PR #3501, opened 2017-08-09
Perf Improvements

obastemur:
AcmeAIR LTO gain ~3%

- jsrt-internals: use known length JsGetProperty
- numberToString: Use faster implementation
Previously, we had twice faster numberToString implementation is introduced. Use it on remaining places.
- jitFuncMaps: Use initial capacity and update size policy
In dictionary collision drops up to 10 times.
- Do not lookup for empty string record
Empty string propertyRecord shows up very often on benchmarks
- Update hashing algorithm to FNV-1a
Lower the amount of collision in dictionaries and make hash code data
type consistent.

### DIFF
--- a/lib/Common/DataStructures/Comparer.h
+++ b/lib/Common/DataStructures/Comparer.h
@@ -115,10 +115,18 @@ struct RecyclerPointerComparer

════════════════════

Output the listing once more. Leave each word as it stands.

PR #3501, opened 2017-08-09
Perf Improvements

obastemur:
AcmeAIR LTO gain ~3%

- jsrt-internals: use known length JsGetProperty
- numberToString: Use faster implementation
Previously, we had twice faster numberToString implementation is introduced. Use it on remaining places.
- jitFuncMaps: Use initial capacity and update size policy
In dictionary collision drops up to 10 times.
- Do not lookup for empty string record
Empty string propertyRecord shows up very often on benchmarks
- Update hashing algorithm to FNV-1a
Lower the amount of collision in dictionaries and make hash code data
type consistent.

### DIFF
--- a/lib/Common/DataStructures/Comparer.h
+++ b/lib/Common/DataStructures/Comparer.h
@@ -115,10 +115,18 @@ struct RecyclerPointerComparer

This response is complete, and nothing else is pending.